• [WHAT TO WORK ON]
In the material below, count the lines where the word "following" appears. Nothing but the number, please.
········
PR #2778, opened 2017-05-27
Update API Compatibility Policy

beam2d:
This change updates API Compatibility Policy for v2. Since it includes a link to some sections of the updated contribution guide, this PR depends on #2773. Please merge #2773 before this one.

### DIFF
--- a/docs/source/compatibility.rst
+++ b/docs/source/compatibility.rst
@@ -28,7 +28,7 @@ See :ref:`contrib` for details of versioning.
 
 The backward compatibility is kept for **revision updates**, which are applied to the latest stable version.
 A **major update** from the latest release candidate basically keeps the backward compatibility, although it is not guaranteed.
-Any **pre-releases** may break the bakward compatibility.
+Any **pre-releases** may break the backward compatibility.
 
 
 Breaking the Compatibility
@@ -52,7 +52,7 @@ The following list shows an example of what we can do to reduce the cost (*Note:
 .. note::
 
    Since Chainer v2, we have stopped adopting any solid processes to break backward compatibilities (e.g. a solid schedule for deprecating and removing a feature) in order to keep the development fast enough to support the cutting-edge research.
-   **It does not mean we stop taking care of mantenability of user codes.**
+   **It does not mean we stop taking care of maintenability of user codes.**
    We are still paying much attention to not breaking user codes.
 
 
--- a/docs/source/compatibility.rst
+++ b/docs/source/compatibility.rst
@@ -1,3 +1,5 @@
+.. _compatibility:
+
 API Compatibility Policy
 ========================
 
--- a/docs/source/compatibility.rst
+++ b/docs/source/compatibility.rst
@@ -26,7 +26,7 @@ Versioning and Backward Compatibility
 The versioning of Chainer follows the `PEP 440 <https://www.python.org/dev/peps/pep-0440/>`_ and a part of `Semantic versioning <http://semver.org/>`_.
 See :ref:`contrib` for details of versioning.
 
-The backward compatibility is kept for **revision updates**, which are applied to the latest stable version.
+The backward compatibility is kept for **revision updates**, which are applied to the stable version.
 A **major update** from the latest release candidate basically keeps the backward compatibility, although it is not guaranteed.
 Any **pre-releases** may break the backward compatibility.
 
--- a/docs/source/compatibility.rst
+++ b/docs/source/compatibility.rst
@@ -3,8 +3,8 @@
 API Compatibility Policy
 ========================
 
-This document expresses the design policy on compatibilities of Chainer APIs.
-Development team should obey this policy on deciding to add, extend, and change APIs and their behaviors.
+This document explains the design policy on compatibilities of Chainer APIs.
+Development team should follow this policy on deciding to add, extend, and change APIs and their behaviors.
 
 This document is written for both users and developers.
 Users can decide the level of dependencies on Chainer’s implementations in their codes based on this document.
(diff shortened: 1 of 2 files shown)


docs/source/compatibility.rst
```diff
@@ -13,59 +15,45 @@ Note that this document may contain ambiguities on the level of supported compat
...
-Processes to Break Backward Compatibilities
--------------------------------------------
+The versioning of Chainer follows the `PEP 440 <https://www.python.org/dev/peps/pep-0440/>`_ and a part of `Semantic versioning <http://semver.org/>`_.
+See :ref:`contrib` for details of versioning.
 
-Deprecation, Dropping, and Its Preparation
-~~~~~~~~~~~~~~~~~~~~~~~~~~~~~~~~~~~~~~~~~~
+The backward compatibility is kept for **revision updates**, which are applied to the latest stable version.
+A **major update** from the latest release candidate basically keeps the backward compatibility, although it is not guaranteed.
+Any **pre-releases** may break the bakward compatibility.
```
delta2323: typo: backward compatibility.

docs/source/compatibility.rst
```diff
@@ -13,59 +15,45 @@ Note that this document may contain ambiguities on the level of supported compat
...
-The actual change should be done in the following steps:
+.. note::
 
-- Announce that the API will be changed in the future.
-  At this point, the actual version of change need not be accurate.
-- After the announcement, mark the API as *to be changed in the future* with version number of planned changes.
-  At this point, users should not use the marked API in their new application codes.
-- At the major update announced in the above update, change the API.
+   Since Chainer v2, we have stopped adopting any solid processes to break backward compatibilities (e.g. a solid schedule for deprecating and removing a feature) in order to keep the development fast enough to support the cutting-edge research.
+   **It does not mean we stop taking care of mantenability of user codes.**
```
delta2323: typo: maintenability

docs/source/compatibility.rst
```diff
@@ -13,59 +15,45 @@ Note that this document may contain ambiguities on the level of supported compat
...
+-------------------------------------
 
-Processes to Break Backward Compatibilities
--------------------------------------------
+The versioning of Chainer follows the `PEP 440 <https://www.python.org/dev/peps/pep-0440/>`_ and a part of `Semantic versioning <http://semver.org/>`_.
+See :ref:`contrib` for details of versioning.
 
-Deprecation, Dropping, and Its Preparation
-~~~~~~~~~~~~~~~~~~~~~~~~~~~~~~~~~~~~~~~~~~
+The backward compatibility is kept for **revision updates**, which are applied to the latest stable version.
```
delta2323: I think we should remove "latest" because that could mistakenly make users think that there are multiple stable versions, which is not true.

docs/source/compatibility.rst
```diff
@@ -105,97 +91,95 @@ and how users enable or disable the warnings practically.
...
-On the other hand, warnings may be added at any minor updates for any APIs.
-It means minor updates do not keep backward compatibility of warnings.
+On the other hand, warnings may be added at any revision updates for any APIs.
+It means revision updates do not keep backward compatibility of warnings.
 
 Model Format Compatibility
 --------------------------
 
-Objects serialized by official serializers that Chainer provides are correctly loaded with the higher (future) versions.
+Links and chains serialized by official serializers that Chainer provides are correctly loaded with the future versions.
```
delta2323: Do we ensure model compatibilities are kept even an **major** version up is done?

docs/source/compatibility.rst
beam2d: I thought there ARE multiple stable versions (e.g. both 1.24.0 and 2.0.0 will be stable after releasing 2.0.0). Isn't it true?

docs/source/compatibility.rst
beam2d: I thought we should do that, otherwise, users that have their own serialized models cannot upgrade to a newer version.

docs/source/compatibility.rst
delta2323: According to the explanation of "stable version" that appeared for the first time in the document ([here](https://github.com/pfnet/chainer/pull/2773/files#diff-337031db06965ccb19ed87653a389a9dR52)), stable version is the revision updates for the latest major versions. So I thought the stable version automatically points the latest version.

docs/source/compatibility.rst
delta2323: Make sense. Thank you.

delta2323: But, to what extent can we guarantee the major version up which could break backward compatibility?

docs/source/compatibility.rst
```diff
@@ -105,97 +91,95 @@ and how users enable or disable the warnings practically.
...
 
 Behaviors of Chainer implementation not stated in the documentation are undefined.
-Undocumented behaviors are not guaranteed to be stable between different minor/revision versions.
+Undocumented behaviors are not guaranteed to be stable between different revision versions.
 
-Minor update may contain changes to undocumented behaviors.
-For example, suppose an API X is added at the minor update.
-In the previous version, attempts to use X cause AttributeError.
-This behavior is not stated in the documentation, so this is undefined.
-Thus, adding the API X in minor version is permissible.
```
delta2323: It seems this example is still valid if we replace "minor update" with "revision update". So I don't think we need to remove it.

docs/source/compatibility.rst
```diff
@@ -105,97 +91,95 @@ and how users enable or disable the warnings practically.
...
 
-On the other hand, warnings may be added at any minor updates for any APIs.
-It means minor updates do not keep backward compatibility of warnings.
+On the other hand, warnings may be added at any revision updates for any APIs.
+It means revision updates do not keep backward compatibility of warnings.
 
 Model Format Compatibility
 --------------------------
 
-Objects serialized by official serializers that Chainer provides are correctly loaded with the higher (future) versions.
```
delta2323: Is the reason why you have changed the term is that you think it is difficult to keep the model compatibilities other than Link and Chains (e.g. Trainer)?

docs/source/compatibility.rst
beam2d: Oh, I see. Hmm, ok, I'll fix the presentation.

docs/source/compatibility.rst
beam2d: API won't be added to the revision update.

docs/source/compatibility.rst
beam2d: Yes

delta2323: I want confirm that we have a consensus about narrowing the support among the developer team.

beam2d: I think we already broke the serialization compatibility of non-model objects.

docs/source/compatibility.rst
delta2323: I see. Thank you.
········
• [RESPONSE AREA]
2